Evidemment, les questions politiques sont bien plus importantes. Mais tout de même, j’aime tante Lucy infiniment plus que je n’aime pas Donald Trump. Se souvenir de ça aide. Et franchement, j’ai beaucoup de bons amis avec lesquels je ne suis pas d’accord à 100 %, mais dont je pense généralement qu’ils sont « de mon côté ». Que faire si je ne suis d’accord avec eux que sur 90 % des questions ? Ou 60 % ? Ou 40 % ? Où dois-je tracer la ligne entre accepter que nous soyons simplement « d’accord pour ne pas être d’accord » et les définir comme des ennemis monstrueux ? Le fait est que je donne à « mes gens » de « mon côté » le bénéfice du doute. Pourquoi ne le ferais-je pas pour Tante Lucy ?

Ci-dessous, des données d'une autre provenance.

PR #204, opened 2021-01-09
Stable merge window for week 02 of 2021

matteodelabre:
Tooling changes:

* Make `stable` the default branch.
* Strip binaries by default.
* Use `systemctl is-enabled` instead of `systemctl list-unit-files` to see whether a unit is enabled or not.

~~Installer changes:~~

* ~~Improve migration path from remarkable\_entware regarding the location of the `opt.mount` configuration file.~~
* ~~Keep existing branch configuration if an install of Toltec already exists.~~

Updated packages (not listing the packages that were only updated because of the strip changes):

* chessmarkable 0.5.1-1 → 0.6.0-2
* koreader 2020.10-2 → 2020.12-2
* oxide 2.0.1\~beta-3 → 2.0.3\~beta-1
* fret 2.0.1\~beta-3 → 2.0.3\~beta-1
* tarnish 2.0.1\~beta-3 → 2.0.3\~beta-1
* erode 2.0.1\~beta-3 → 2.0.3\~beta-1
* rot 2.0.1\~beta-3 → 2.0.3\~beta-1
* rm2fb 1.0.0-3 → 1.0.0-5
* remux 0.1.4-1 → 0.1.5-1

New packages:

* keywriter 0.1.0-1
* restream 0.0.0-1
* rm2-suspend-fix 0.0.0-1
* genie 0.1.0-1

PR #213, opened 2021-01-12
Add timezone mount to bootstrap

Eeems:
- [x] Update checksum
- [x] Test on device

### DIFF
--- a/package/toltec-bootstrap/entware-reenable
+++ b/package/toltec-bootstrap/entware-reenable
@@ -1,6 +1,6 @@
 #!/usr/bin/env bash
 # Path for the systemd unit that mounts Entware to /opt
-systemd_mount_path=/lib/systemd/system/opt.mount
+systemd_opt_mount_path=/lib/systemd/system/opt.mount
 
 # Path for the systemd unit that mounts /opt/share/zoneinfo to /usr/share/zoneinfo
 systemd_timezone_mount_path=/lib/systemd/system/timezone.mount
@@ -13,7 +13,7 @@ entware-mount() {
     mkdir -p "$entware_path"
 
     # Create systemd mount unit to mount over /opt on reboot
-    cat > "$systemd_mount_path" << UNIT
+    cat > "$systemd_opt_mount_path" << UNIT
 [Unit]
 Description=Bind mount Entware over /opt
 DefaultDependencies=no
--- a/package/toltec-bootstrap/entware-reenable
+++ b/package/toltec-bootstrap/entware-reenable
@@ -2,6 +2,9 @@
 # Path for the systemd unit that mounts Entware to /opt
 systemd_mount_path=/lib/systemd/system/opt.mount
 
+# Path for the systemd unit that mounts /opt/share/zoneinfo to /usr/share/zoneinfo
+systemd_timezone_mount_path=/lib/systemd/system/timezone.mount
+
 # Path where the actual Entware distribution resides (will be mounted to /opt)
 entware_path=/home/root/.entware
 
@@ -31,6 +34,42 @@ UNIT
     systemctl enable --now opt.mount 2> /dev/null
 }
 
+# Mount /opt/share/zoneinfo to /usr/share/zoneinfo
+timezone-mount() {
+    mkdir -p "$entware_path"/share/zoneinfo
+
+    if [[ ! -f $systemd_timezone_mount_path ]]; then
+        log "Updating timezone.mount location"
+
+        if systemctl -q is-enabled timezone.mount; then
+            # Remove path to old file if still symlinked
+            systemctl disable timezone.mount
+        fi
+    fi
+
+    # Create systemd mount unit to mount over /opt on reboot
+    cat > "$systemd_timezone_mount_path" << UNIT
+[Unit]
+Description=Bind mount /opt/share/zoneinfo over /usr/share/zoneinfo
+DefaultDependencies=no
+Conflicts=umount.target
+Before=local-fs.target umount.target
+After=opt.mount
+
+[Mount]
+What=/opt/share/zoneinfo
+Where=/usr/share/zoneinfo
+Type=none
+Options=bind
+
+[Install]
+WantedBy=local-fs.target
+UNIT
+
+    systemctl daemon-reload
+    systemctl enable --now timezone.mount 2> /dev/null
+}
+
 reinstall-root() {
     opkg update
     # Get the list of installed packages with files on root
@@ -48,6 +87,7 @@ reinstall-root() {
 
 main() {
     entware-mount
+    timezone-mount
     reinstall-root
 }
 
--- a/package/toltec-bootstrap/entware-reenable
+++ b/package/toltec-bootstrap/entware-reenable
@@ -3,7 +3,7 @@
 systemd_opt_mount_path=/lib/systemd/system/opt.mount
 
 # Path for the systemd unit that mounts /opt/share/zoneinfo to /usr/share/zoneinfo
-systemd_timezone_mount_path=/lib/systemd/system/timezone.mount
+systemd_timezone_mount_path=/lib/systemd/system/usr-share-zoneinfo.mount
 
 # Path where the actual Entware distribution resides (will be mounted to /opt)
 entware_path=/home/root/.entware
@@ -31,7 +31,7 @@ WantedBy=local-fs.target
 UNIT
 
     systemctl daemon-reload
-    systemctl enable --now opt.mount 2> /dev/null
+    systemctl enable --now "$(basename "$systemd_timezone_mount_path")" 2> /dev/null
 }
 
 # Mount /opt/share/zoneinfo to /usr/share/zoneinfo
@@ -57,7 +57,7 @@ WantedBy=local-fs.target
 UNIT
 
     systemctl daemon-reload
-    systemctl enable --now timezone.mount 2> /dev/null
+    systemctl enable --now "$(basename "$systemd_timezone_mount_path")" 2> /dev/null
 }
 
 reinstall-root() {
--- a/package/toltec-bootstrap/entware-reenable
+++ b/package/toltec-bootstrap/entware-reenable
@@ -31,7 +31,7 @@ WantedBy=local-fs.target
 UNIT
 
     systemctl daemon-reload
-    systemctl enable --now "$(basename "$systemd_timezone_mount_path")" 2> /dev/null
+    systemctl enable --now "$(basename "$systemd_opt_mount_path")" 2> /dev/null
 }
 
 # Mount /opt/share/zoneinfo to /usr/share/zoneinfo
--- a/package/toltec-bootstrap/entware-reenable
+++ b/package/toltec-bootstrap/entware-reenable
@@ -38,15 +38,6 @@ UNIT
 timezone-mount() {
     mkdir -p "$entware_path"/share/zoneinfo
 
-    if [[ ! -f $systemd_timezone_mount_path ]]; then
-        log "Updating timezone.mount location"
-
-        if systemctl -q is-enabled timezone.mount; then
-            # Remove path to old file if still symlinked
-            systemctl disable timezone.mount
-        fi
-    fi
-
     # Create systemd mount unit to mount over /opt on reboot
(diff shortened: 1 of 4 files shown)


Eeems:
@matteodelabre looks like the label check hasn't properly reported it's status?

matteodelabre:
Looks like you made your PR against `stable`, so it’s using the workflow files from that branch, which do not include the `pr-labels` workflow yet.

matteodelabre:
Fixing this requires rebasing your branch on `testing`, so I’ll let you do that.

Eeems:
Looks like I'll have to fix this up and recreate it. We should probably merge stable into testing every so often to make it easier to rebase when we accidentally do this.

Eeems:
@matteodelabre Okay, fixed

package/toltec-bootstrap/entware-reenable
```diff
@@ -2,6 +2,9 @@
 # Path for the systemd unit that mounts Entware to /opt
 systemd_mount_path=/lib/systemd/system/opt.mount
```
matteodelabre, line 3: I suggest making the variable naming more consistent:

```suggestion
systemd_opt_mount_path=/lib/systemd/system/opt.mount
```

matteodelabre: I suggest making the variable naming more consistent:

```suggestion
systemd_opt_mount_path=/lib/systemd/system/opt.mount
```

package/toltec-bootstrap/entware-reenable
```diff
@@ -31,6 +34,42 @@ UNIT
...
+    mkdir -p "$entware_path"/share/zoneinfo
+
+    if [[ ! -f $systemd_timezone_mount_path ]]; then
+        log "Updating timezone.mount location"
+
+        if systemctl -q is-enabled timezone.mount; then
+            # Remove path to old file if still symlinked
+            systemctl disable timezone.mount
+        fi
+    fi
```
matteodelabre: Why is this needed?

package/toltec-bootstrap/entware-reenable
```diff
@@ -31,6 +34,42 @@ UNIT
...
+    cat > "$systemd_timezone_mount_path" << UNIT
+[Unit]
+Description=Bind mount /opt/share/zoneinfo over /usr/share/zoneinfo
+DefaultDependencies=no
+Conflicts=umount.target
+Before=local-fs.target umount.target
+After=opt.mount
+
+[Mount]
+What=/opt/share/zoneinfo
```
matteodelabre: Is the extra level of indirection really needed here? If not, we could also remove the `After=opt.mount` dependency above.

```suggestion
What=/home/root/.entware/share/zoneinfo
```

scripts/bootstrap/bootstrap
```diff
@@ -345,11 +384,13 @@ main() {
         else
             log "Re-enabling existing Entware install"
             entware-mount
+            timezone-mount
         fi
     else
         log "Creating $entware_path and mounting to /opt"
         entware-mount
         entware-install
```
matteodelabre, line 378: Let’s keep the verbosity level consistent.

```suggestion
        entware-install
        log "Mounting timezone info over /usr/share/timezone"
```

matteodelabre (changes requested):
The duplication between the bootstrap script and the toltec-bootstrap package is something we will need to fix as soon as possible. But this is not the focus of this PR.

package/toltec-bootstrap/entware-reenable
Eeems: In case we change the location. I copied from the entware-mount method.

package/toltec-bootstrap/entware-reenable
Eeems: Fair enough

package/toltec-bootstrap/entware-reenable
matteodelabre: Assuming we changed the location in the future, this would not remove the old file (as opposed to what is done in `entware-mount`). I propose we wait until we actually change the location to add this block, then we’ll know what the old name is and will be able to clean it.

Eeems: Sounds good

matteodelabre:
Thanks @Eeems! I wanted to test your changes but I ran into [this error](https://github.com/toltec-dev/toltec/pull/204#issuecomment-758865591) which seems to have been introduced before your PR.

matteodelabre:
Turns out `systemd` refuses to enable the bind mount unless it’s named after the target path (so `usr-share-zoneinfo.mount`). I changed that and also made sure that the new unit is cleaned up in `error-cleanup()`.

matteodelabre (dismissed):
Tested and confirmed to work on my rM. Waiting on @Eeems to review my changes before merging.

package/toltec-bootstrap/entware-reenable
```diff
@@ -28,7 +31,33 @@ WantedBy=local-fs.target
 UNIT
 
     systemctl daemon-reload
-    systemctl enable --now opt.mount 2> /dev/null
+    systemctl enable --now "$(basename "$systemd_timezone_mount_path")" 2> /dev/null
```
Eeems:
```suggestion
    systemctl enable --now "$(basename "$systemd_opt_mount_path")" 2> /dev/null
```

matteodelabre:
Well spotted. Not sure how I missed that during testing, I must have used a version where I hadn’t made the change yet.

matteodelabre (dismissed):
Confirmed to work on my rM1.

Eeems:
@raisjn could you test on your rM2?

Eeems:
Test scenarios:

- Test upgrading the toltec-boostrap package
- Run bootstrap on existing install
- Run entware-reenable on existing install where it's disabled
- Run entware-reenable on existing install where it's already enabled
- Run bootstrap on device without entware/toltec

LinusCDE:
on rM 2 in order of testing:

 - Run bootstrap on device without entware/toltec » :heavy_check_mark: 
 - Run bootstrap on existing install » :heavy_check_mark: 
 - Run entware-reenable on existing install where it's disabled » :x: see logs below
 - Run entware-reenable on existing install where it's already enabled » :x: see same logs below

```shell
reMarkable: ~/ bash eetest 
Downloading https://bin.entware.net/armv7sf-k3.2/Packages.gz
Updated list of available packages in /opt/var/opkg-lists/entware
Downloading https://toltec-dev.org/testing/Packages.gz
Updated list of available packages in /opt/var/opkg-lists/toltec
eetest: command substitution: line 75: syntax error near unexpected token `|'
eetest: command substitution: line 75: `| uniq)'
```

 - Test upgrading the toltec-boostrap package » (:heavy_check_mark:) Worked but also triggered a re-installation of entware for me.

LinusCDE:
We also may want to trigger the timezone check when updating the `toltec-bootstrap` package. Haven't checked whether this is already done but seemed not to for me when `opkg update/upgrade`ing from stable to testing now at least.

matteodelabre:
> * Run entware-reenable on existing install where it's disabled » x see logs below
> * Run entware-reenable on existing install where it's already enabled » x see same logs below
> 
> ```console
> reMarkable: ~/ bash eetest 
> Downloading https://bin.entware.net/armv7sf-k3.2/Packages.gz
> Updated list of available packages in /opt/var/opkg-lists/entware
> Downloading https://toltec-dev.org/testing/Packages.gz
> Updated list of available packages in /opt/var/opkg-lists/toltec
> eetest: command substitution: line 75: syntax error near unexpected token `|'
> eetest: command substitution: line 75: `| uniq)'
> ```

Interesting. I re-ran entware-reenable on my rM1 in both scenarios and I don’t get any error. Can you confirm that we have the same `entware-reenable` script? Mine has a SHA-256 sum of `701173003cda882067d97d2f7f9fb8a18d2c17ac888e9646dee5acda3f34ae67`. Can you also provide us with the Bash version that’s running on the rM2? On rM1, I have 4.4.12(1).

> * Test upgrading the toltec-boostrap package » (heavy_check_mark) Worked but also triggered a re-installation of entware for me.

I don’t think just upgrading toltec-bootstrap should trigger the reenable script, since the package itself doesn’t contain any install script. Can you confirm @Eeems?

Eeems:
> I don’t think just upgrading toltec-bootstrap should trigger the reenable script, since the package itself doesn’t contain any install script. Can you confirm @Eeems?

Correct, this shouldn't happen.



> on rM 2 in order of testing:
> 
>     * Run bootstrap on device without entware/toltec » heavy_check_mark
> 
>     * Run bootstrap on existing install » heavy_check_mark
> 
>     * Run entware-reenable on existing install where it's disabled » x see logs below
> 
>     * Run entware-reenable on existing install where it's already enabled » x see same logs below
> 
> 
> ```shell
> reMarkable: ~/ bash eetest 
> Downloading https://bin.entware.net/armv7sf-k3.2/Packages.gz
> Updated list of available packages in /opt/var/opkg-lists/entware
> Downloading https://toltec-dev.org/testing/Packages.gz
> Updated list of available packages in /opt/var/opkg-lists/toltec
> eetest: command substitution: line 75: syntax error near unexpected token `|'
> eetest: command substitution: line 75: `| uniq)'
> ```
> 
>     * Test upgrading the toltec-boostrap package » (heavy_check_mark) Worked but also triggered a re-installation of entware for me.

Line 75 is `echo -e "${packages[@]}\n${available_packages[@]}" | sed 's/ /\0/g' | sort | uniq -d | awk '{print $1}' | xargs -r opkg install --force-reinstall`, which is a line I didn't touch. It also looks good to me. Perhaps `$available_packages` and `$packages` are empty?

LinusCDE:
> Interesting. I re-ran entware-reenable on my rM1 in both scenarios and I don’t get any error. Can you confirm that we have the same `entware-reenable` script? Mine has a SHA-256 sum of `701173003cda882067d97d2f7f9fb8a18d2c17ac888e9646dee5acda3f34ae67`. Can you also provide us with the Bash version that’s running on the rM2? On rM1, I have 4.4.12(1).
> 

> Line 75 is `echo -e "${packages[@]}\n${available_packages[@]}" | sed 's/ /\0/g' | sort | uniq -d | awk '{print $1}' | xargs -r opkg install --force-reinstall`, which is a line I didn't touch. It also looks good to me. Perhaps `$available_packages` and `$packages` are empty?

Got the problem. My fault. I took the latest file from here, but copy&pasted the content into nano which made a long line wrap. If I fix that the file matches with your hash, Mattéo.

That was my change. Makes sense that the command didn't work:
```diff
72,73c72
<     available_packages=$(gunzip -c /opt/var/opkg-lists/* | grep -E '(Package:)|(Version:)' | sed 's|Package: ||' | tr '\n' ' ' | sed -r 's| Version: ([^ ]+) | \1\n|g' | sort 
< | uniq)
---
>     available_packages=$(gunzip -c /opt/var/opkg-lists/* | grep -E '(Package:)|(Version:)' | sed 's|Package: ||' | tr '\n' ' ' | sed -r 's| Version: ([^ ]+) | \1\n|g' | sort | uniq)
```

I re-tested:
 - Run entware-reenable on existing install where it's disabled
 - Run entware-reenable on existing install where it's already enabled

For my test, I had remux installed, disabled opt.mount and usr-share-zoneinfo.mount and removed these unit files as well. The first reenable didn't reinstall remux to add the file again. I added rm2fb and installed remux (which was listed as removed?). After that I ran the second test and it reinstalled remux and rm2fb.

I would say this is not an issue with this specific PR, but entware-reenable might not reinstall if the firmware gets updated and disables toltec/entware.

Eeems:
> I would say this is not an issue with this specific PR, but entware-reenable might not reinstall if the firmware gets updated and disables toltec/entware.

Should we try to fix it as part of this, or as part of a different PR?

LinusCDE:
> > I would say this is not an issue with this specific PR, but entware-reenable might not reinstall if the firmware gets updated and disables toltec/entware.
> 
> Should we try to fix it as part of this, or as part of a different PR?

Ok, scratch that as well. Redid the test with faking a fw update and now it worked fine. Not sure what I missed in the last test.

LinusCDE (approved):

Le discours de connexion offre une lueur d’espoir dans le sombre nuage de tempête qu’est le vitriol sur internet, et le vitriol en général. Parce que le fait est que nous disons tous que nous n’aimons pas ces conneries. Par exemple, la plupart des Américains disent qu’ils n’aiment pas les publicités politiques et les campagnes négatives. Et pourtant, nous continuons à voter pour les mudslingers. Voulons-nous vraiment ce que nous disons vouloir ? Si c’est le cas, nous devons commencer à le soutenir réellement et à donner nous-mêmes l’exemple de la civilité. Hors ligne et en ligne, si nous cessons d’attiser la haine et pratiquons plutôt le discours de connexion, ce petit rayon d’espoir d’une meilleure façon d’interagir et même d’être en désaccord les uns avec les autres pourrait se répandre.
Excerté de The Opposite of Hate : A Field Guide to Repairing Our Humanity par Sally Kohn © 2018 par Sally Kohn. Réimprimé avec l’autorisation de Algonquin Books of Chapel Hill. Tous droits réservés.